SeDAR - Semantic Detection and Ranging: Humans can localise without LiDAR, can robots?
This work addresses the challenge of enabling robots to localize more like humans, potentially reducing reliance on expensive sensors like LiDAR, though it appears incremental as it builds on existing semantic methods.
The paper tackles the problem of robot global localization by proposing a method that uses semantic cues from floorplans and RGB images instead of traditional depth measurements, achieving results comparable to state-of-the-art approaches without relying on LiDAR.
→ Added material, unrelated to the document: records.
PR #20222, opened 2025-10-29
Fixes for TTree with complex friend hierarchies

vepadulano:
This PR collects the fixes and correlated testing in the latest campaign to fix the CMS DAS MiniAOD analysis framework, the only MiniAOD analysis system supported by the CMS Common Analysis Tools group (see https://indico.cern.ch/event/1330797/papers/5796853/files/13266-CAT_ACAT24_proceeding.pdf)

### DIFF
--- a/tree/treeplayer/test/regressions.cxx
+++ b/tree/treeplayer/test/regressions.cxx
@@ -488,3 +488,82 @@ TEST(TTreeScan, chainNameWithDifferentTreeName)
          throw std::runtime_error("Could not retrieve TTreePlayer from main tree!");
    }
 }
+
+// https://github.com/root-project/root/issues/20249
+TEST(TTreeScan, TTreeGetBranchOfFriendTChain)
+{
+   struct DatasetRAII {
+      const char *fTreeNameStepZero{"tree_20249_zero"};
+      const char *fFileNameStepZero{"tree_20249_zero.root"};
+      const char *fTreeNameStepOne{"tree_20249_one"};
+      const char *fFileNameStepOne{"tree_20249_one.root"};
+
+      void WriteData(const char *name, const char *treename, int first, int last)
+      {
+         auto file = std::make_unique<TFile>(name, "RECREATE");
+         auto tree = std::make_unique<TTree>(treename, treename);
+
+         int value{};
+         tree->Branch("value", &value);
+
+         for (value = first; value < last; ++value) {
+            tree->Fill();
+         }
+
+         file->Write();
+      }
+
+      DatasetRAII()
+      {
+         WriteData(fFileNameStepZero, fTreeNameStepZero, 3, 7);
+         WriteData(fFileNameStepOne, fTreeNameStepOne, 0, 4);
+      }
+
+      ~DatasetRAII()
+      {
+         std::remove(fFileNameStepZero);
+         std::remove(fFileNameStepOne);
+      }
+   } dataset;
+
+   auto chain0 = std::make_unique<TChain>("stepzerochain");
+   chain0->Add((std::string(dataset.fFileNameStepZero) + "?#" + dataset.fTreeNameStepZero).c_str());
+
+   auto file1 = std::make_unique<TFile>(dataset.fFileNameStepOne);
+   std::unique_ptr<TTree> tree1{file1->Get<TTree>(dataset.fTreeNameStepOne)};
+   tree1->AddFriend(chain0.get());
+
+   ASSERT_NE(tree1->FindBranch("stepzerochain.value"), nullptr);
+
+   std::ostringstream strCout;
+   {
+      if (auto *treePlayer = static_cast<TTreePlayer *>(tree1->GetPlayer())) {
+         struct FileRAII {
+            const char *fPath;
+            FileRAII(const char *name) : fPath(name) {}
+            ~FileRAII() { std::remove(fPath); }
+         } redirectFile{"tree_20249_regression_redirect.txt"};
+         treePlayer->SetScanRedirect(true);
+         treePlayer->SetScanFileName(redirectFile.fPath);
+
+         tree1->Scan("value:stepzerochain.value", "", "colsize=24");
+
+         std::ifstream redirectStream(redirectFile.fPath);
+         std::stringstream redirectOutput;
+         redirectOutput << redirectStream.rdbuf();
+
+         const static std::string expectedScanOut{
+            R"Scan(******************************************************************
+*    Row   *                    value *      stepzerochain.value *
+******************************************************************
+*        0 *                        0 *                        3 *
+*        1 *                        1 *                        4 *
+*        2 *                        2 *                        5 *
+*        3 *                        3 *                        6 *
+******************************************************************
+)Scan"};
+         EXPECT_EQ(redirectOutput.str(), expectedScanOut);
+      } else
+         throw std::runtime_error("Could not retrieve TTreePlayer from main tree!");
+   }
+}


vepadulano:
This PR now
Fixes #20226
Fixes #20228

See the related commits

vepadulano:
> There are more places where fixing the potential integer overflow is advisable, see https://github.com/root-project/root/pull/20227/files, in TTreePlayer, but also in TSpider, TChain

Thanks for pointing these out! I acknowledge there may be more places to fix. For each of those, we need a corresponding reproducer that fails without the fix and works with the fix. For now those places are not interfering immediately with the code changes needed for this PR, so I would in principle tackle them separately. I'm still developing more tests offline which will end up in this PR. If while developing those tests I see that some other integer overflow is the problem, then I will create the corresponding issue+commit in this PR.

> precalculating lastentry is already being used in three other places in the ROOT tree code

Where exactly? I can only see in `TChain::Loop` in a dead code section (preceded by `#if 0`). There is another instance in `tree/treeplayer`, but there the way it's calculated is not trivially applicable to the two int overflow fixes added in this PR.

ferdymercury:
> For each of those, we need a corresponding reproducer that fails without the fix and works with the fix. For now those places are not interfering immediately with the code changes needed for this PR, so I would in principle tackle them separately.

Thanks, got it. An easy failures-reproducer of two of the locations: TTreeplayer lines 237 and 620:

change line 83 of tutorials/io/tree/tree109_friend.C with
`auto TF = T->CopyTree("z<10", 0, TTree::kMaxEntries, 2);`
and you'll get an integer overflow. It affects both locations/functions of TTreePlayer. (One should not need to know how many entries the tree has in total even if he wants to skip a few from the beginning).

(For the other locations I do not have a repro.)

tree/tree/src/TChain.cxx
```diff
@@ -804,12 +805,17 @@ Long64_t TChain::Draw(const char* varexp, const char* selection,
 
 TBranch* TChain::FindBranch(const char* branchname)
 {
+   std::string name{branchname};
+   auto prefix = std::string(GetName()) + '.';
+   if (ROOT::StartsWith(name, prefix)){
```
pcanal: white space
```suggestion
   if (ROOT::StartsWith(name, prefix)) {
```

tree/tree/src/TChain.cxx
```diff
@@ -804,12 +805,17 @@ Long64_t TChain::Draw(const char* varexp, const char* selection,
 
 TBranch* TChain::FindBranch(const char* branchname)
 {
+   std::string name{branchname};
```
pcanal: Can you add a code comment explaining the net/resulting effect of conditionally stripping the chain's name from the branch name?

pcanal: If/since this is the correct behavior for a chain, why is it not the correct behavior for a `TTree` (i.e. did we investigate the consequence of putting that code to be in `TTree::FindBranch` instead of here?

tree/tree/src/TTree.cxx
```diff
@@ -6122,30 +6122,52 @@ const char* TTree::GetFriendAlias(TTree* tree) const
    if (kGetFriendAlias & fFriendLockStatus) {
       return nullptr;
    }
-   if (!fFriends) {
+   TFriendLock lock(const_cast<TTree *>(this), kGetFriendAlias);
```
pcanal, line 6130: Why is the function no longer starting with
```
if (!friend)
	return nullptr;
```
?

pcanal: This is because this could be a chain (and there is no `TChain::GetFriendAlias`, adding it would be another valid implementation choice).  So that early return would now be:
```
if (!friend && GetTree() == this)
	return nullptr;
```

tree/tree/src/TTree.cxx
```diff
@@ -6122,30 +6122,52 @@ const char* TTree::GetFriendAlias(TTree* tree) const
...
-   while ((fe = (TFriendElement*) nextf())) {
-      TTree* t = fe->GetTree();
-      if (t == tree) {
-         return fe->GetName();
-      }
-      // Case of a chain:
-      if (t && t->GetTree() == tree) {
-         return fe->GetName();
+
+   // Then, check if this is a TChain and the current tree has friends
```
pcanal, line 6152: We might  not be able to avoid it but in the usual case, this should be redundant.

If this is a chain and it has friends, it will make its underlying tree have the friends too (so same semantic friends).

The case that is non-redundantly covered here is the case where the underlying TTree of a TChain has its own persistent friends.

If this analysis is correct, we ought to clarify it in the code comment (for example to avoid a future maintainer thinking only of the former case and wanting to remove this code)

tree/tree/src/TChain.cxx
vepadulano: The equivalent in `TTree::FindBranch` is already there https://github.com/root-project/root/blob/4d196eacc4cde31343e5c5705d6e95091d1bef2d/tree/tree/src/TTree.cxx#L4903-L4908 

This is just aligning that logic to TChain as well

tree/tree/src/TTree.cxx
vepadulano: Correct! Yes indeed we could still have that early return

tree/tree/src/TChain.cxx
pcanal:
```suggestion
   // This will allow the branchname to be preceded by the name of this chain.
   // See similar code in TTree::FindBranch
   std::string name{branchname};
```

tree/tree/src/TTree.cxx
vepadulano: I believe this is already non-redundant because of the condition
```
innerListOfFriends && innerListOfFriends != fFriends
```
but I'm also adding a comment to make this explicit

vepadulano:
@pcanal I addressed all your comments. I also added in the last commit an extension to one of the testing suites that I introduced in an earlier commit, now it considers all cases in which a call to TChain::Scan is accessing one of the friend chains with a name of chain that may be different than the name of tree it holds. ATOW, this PR introduces the following amount of tests:

`gh20033.cxx`
```
586: [----------] Global test environment tear-down
586: [==========] 4080 tests from 3 test suites ran. (17421 ms total)
586: [  PASSED  ] 4064 tests.
586: [  SKIPPED ] 16 tests, listed below:
```

`regressions.cxx`
```
589: [----------] 3 tests from TTreeScan (4 ms total)
589: 
589: [----------] 1 test from TTreeDraw (0 ms total)
```

vepadulano:
As discussed privately with @pcanal, I have reorganised the commit history of this PR to have all the code changes at the beginning, and separate every type of new test scenario added in a different commit, appended after the changes. Another PR has been opened just with the test commits to see the failures in isolation --> https://github.com/root-project/root/pull/20263

vepadulano:
Pasting here errors from the tests seen in the other PR.

## Regression tests

```
[ RUN      ] TTreeScan.IntOverflow
File <tree_20226_regression_redirect.txt> created
/github/home/ROOT-CI/src/tree/treeplayer/test/regressions.cxx:396: Failure
  redirectOutput.str()
    Which is: "************************\n*    Row   *       val *\n************************\n*        3 *         3 *\n************************\n"
  expectedScanOut
    Which is: "************************\n*    Row   *       val *\n************************\n*        3 *         3 *\n*        4 *         4 *\n*        5 *         5 *\n*        6 *         6 *\n*        7 *         7 *\n*        8 *         8 *\n*        9 *         9 *\n************************\n"
With diff:
@@ +3,9 @@
 ************************
 *        3 *         3 *
+*        4 *         4 *
+*        5 *         5 *
+*        6 *         6 *
+*        7 *         7 *
+*        8 *         8 *
+*        9 *         9 *
 ************************\n


[  FAILED  ] TTreeScan.IntOverflow (56 ms)
[ RUN      ] TTreeScan.chainNameWithDifferentTreeName
/github/home/ROOT-CI/src/tree/treeplayer/test/regressions.cxx:457: Failure
Expected: (c.FindBranch("differentNameForChain.val")) != (nullptr), actual: NULL vs (nullptr)

[  FAILED  ] TTreeScan.chainNameWithDifferentTreeName (2 ms)
[ RUN      ] TTreeScan.TTreeGetBranchOfFriendTChain
/github/home/ROOT-CI/src/tree/treeplayer/test/regressions.cxx:536: Failure
Expected: (tree1->FindBranch("stepzerochain.value")) != (nullptr), actual: NULL vs (nullptr)

[  FAILED  ] TTreeScan.TTreeGetBranchOfFriendTChain (3 ms)
[----------] 3 tests from TTreeScan (63 ms total)

[----------] 1 test from TTreeDraw
[ RUN      ] TTreeDraw.IntOverflow
/github/home/ROOT-CI/src/tree/treeplayer/test/regressions.cxx:430: Failure
  nEntriesSelected
    Which is: 1
  7
```

## New tests for complex friendship hierarchies scenarios

```
1500/3660 Test  #672: gtest-tree-treeplayer-treeplayer-gh20033 ..........................................................***Failed    0.61 sec
Running main() from /builddir/build/BUILD/googletest-1.14.0/googletest/src/gtest_main.cc
[==========] Running 4080 tests from 3 test suites.
[----------] Global test environment set-up.
[----------] 176 tests from Run/GH20033Regression
[ RUN      ] Run/GH20033Regression.Test/StepOneTTree_StepTwoTTree_StepThreeTTree_StepFourTTree_0
/github/home/ROOT-CI/src/core/testsupport/src/TestSupport.cxx:93: Failure
Failed
Received unexpected diagnostic of severity 4000 at 'TUnixSystem::DispatchSignals' reading 'segmentation violation'.
Suppress those using ROOT/TestSupport.hxx

 Generating stack trace...
 0x00007f5ab1fbab12 in TTreePlayer::Scan(char const*, char const*, char const*, long long, long long) at /github/home/ROOT-CI/src/tree/treeplayer/src/TTreePlayer.cxx:2774 (discriminator 2) from /github/home/ROOT-CI/build/lib/libTreePlayer.so
 0x000000000041c4b6 in GH20033Regression_Test_Test::TestBody() at /github/home/ROOT-CI/src/tree/treeplayer/test/gh20033.cxx:396 from /github/home/ROOT-CI/build/tree/treeplayer/test/treeplayer_gh20033
 0x00007f5ab0bbca02 in <unknown> from /lib64/libgtest.so.1.14.0
 0x00007f5ab0ba7996 in testing::Test::Run() + 0xd6 from /lib64/libgtest.so.1.14.0
 0x00007f5ab0ba7b95 in testing::TestInfo::Run() + 0x1d5 from /lib64/libgtest.so.1.14.0
 0x00007f5ab0ba7d9f in testing::TestSuite::Run() + 0x1bf from /lib64/libgtest.so.1.14.0
 0x00007f5ab0bb41d0 in testing::internal::UnitTestImpl::RunAllTests() + 0x340 from /lib64/libgtest.so.1.14.0
 0x00007f5ab0bb4808 in testing::UnitTest::Run() + 0x138 from /lib64/libgtest.so.1.14.0
 0x00007f5ab1ed5114 in main + 0x44 from /lib64/libgtest_main.so.1.14.0
 0x00007f5ab0122348 in <unknown> from /lib64/libc.so.6
 0x00007f5ab012240b in __libc_start_main at :? from /lib64/libc.so.6
 0x0000000000418205 in _start + 0x25 from /github/home/ROOT-CI/build/tree/treeplayer/test/treeplayer_gh20033
CMake Error at /github/home/ROOT-CI/src/cmake/modules/RootTestDriver.cmake:232 (message):
  error code: 139
```

vepadulano:
Here is a link to the test runs in the other PR https://github.com/root-project/root/actions/runs/18983943721?pr=20263

vepadulano:
The latest force-push is just to introduce a small improvement. In TChain::FindBranch and TChain::FindLeaf we don't need the copy of the std::string_view to ensure the character array is null-terminated. That's because we're only truncating from the beginning of the view (removing the leading `chainName.` part), and not from the end. The input `const char *` into the function is null-terminated already.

How does a person work out their location using a floorplan? It is probably safe to say that we do not explicitly measure depths to every visible surface and try to match them against different pose estimates in the floorplan. And yet, this is exactly how most robotic scan-matching algorithms operate. Similarly, we do not extrude the 2D geometry present in the floorplan into 3D and try to align it to the real-world. And yet, this is how most vision-based approaches localise. Humans do the exact opposite. Instead of depth, we use high level semantic cues. Instead of extruding the floorplan up into the third dimension, we collapse the 3D world into a 2D representation. Evidence of this is that many of the floorplans we use in everyday life are not accurate, opting instead for high levels of discriminative landmarks. In this work, we use this insight to present a global localisation approach that relies solely on the semantic labels present in the floorplan and extracted from RGB images. While our approach is able to use range measurements if available, we demonstrate that they are unnecessary as we can achieve results comparable to state-of-the-art without them.